Content starts
PR #1, opened 2021-08-03
Add Vpc resource

brycahta:
Issue: [#489](https://github.com/aws-controllers-k8s/community/issues/489)

* Adding create/delete VPC functionality with smoke tests
* Adding Makefile
* Adding metadata file


apis/v1alpha1/vpc.go
```diff
@@ -0,0 +1,127 @@
...
+	// The IPv4 network range for the VPC, in CIDR notation. For example, 10.0.0.0/16.
+	// We modify the specified CIDR block to its canonical form; for example, if
+	// you specify 100.68.0.18/18, we modify it to 100.68.0.0/18.
+	// +kubebuilder:validation:Required
+	CIDRBlock *string `json:"cidrBlock"`
+	// Checks whether you have the required permissions for the action, without
+	// actually making the request, and provides an error response. If you have
+	// the required permissions, the error response is DryRunOperation. Otherwise,
+	// it is UnauthorizedOperation.
+	DryRun *bool `json:"dryRun,omitempty"`
```
RedbackThomson, line 40: Please add to the ignored fields list

pkg/resource/vpc/hooks.go
```diff
@@ -0,0 +1,37 @@
...
+import (
+	"errors"
+
+	svcsdk "github.com/aws/aws-sdk-go/service/ec2"
+)
+
+// If any required fields in the input shape are missing, AWS resource is
+// not created yet. Return False to indicate to callers that the
+// resource is not yet created.
+func isRequiredFieldsMissingFromInput(r *resource) bool {
```
RedbackThomson, line 25: For godoc, please use the name of the method as the first word in the doc. e.g.:
```
isRequiredFieldsMissingFromInput returns True if any required fields in the input shape are missing...
```

pkg/resource/vpc/hooks.go
```diff
@@ -0,0 +1,37 @@
...
+}
+
+// Add requested resource VpcId to ListRequest. Return error to indicate to callers that the
+// resource is not yet created.
+func addIdToListRequest(r *resource, input *svcsdk.DescribeVpcsInput) error {
+	if r.ko.Status.VPCID != nil {
+		input.VpcIds = []*string{r.ko.Status.VPCID}
+		return nil
+	}
+	return errors.New("unable to extract vpcId from Kubernetes resource")
```
RedbackThomson, line 36: super nit: Early return pattern

```suggestion
	if r.ko.Status.VPCID == nil {
		return errors.New("unable to extract VPCID from Kubernetes resource")
	}
	input.VpcIds = []*string{r.ko.Status.VPCID}
	return nil
```

templates/hooks/vpc/sdk_read_many_post_build_request.go.tpl
```diff
@@ -0,0 +1,4 @@
+	err = addIdToListRequest(r, input)
+	if err != nil {
+		return nil, ackerr.NotFound
+	}
```
RedbackThomson, line 4: nit: Conditional can be shortened to a one-liner
```suggestion
	if err = addIdToListRequest(r, input); err != nil {
		return nil, ackerr.NotFound
	} 
```

test/e2e/tests/test_vpc.py
```diff
@@ -0,0 +1,97 @@
...
+            if vpc["VpcId"] == vpc_id:
+                return vpc
+
+        return None
+
+    def vpc_exists(self, ec2_client, vpc_id: str) -> bool:
+        return self.get_vpc(ec2_client, vpc_id) is not None
+
+    def test_smoke(self, ec2_client):
+        resource_name = "vpc-ack-test"
```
Content ends
__Aim of the exercise__. Within the preceding material, tally each line that holds the word "VpcIds". Write down only the total.

__Exercise result__. 2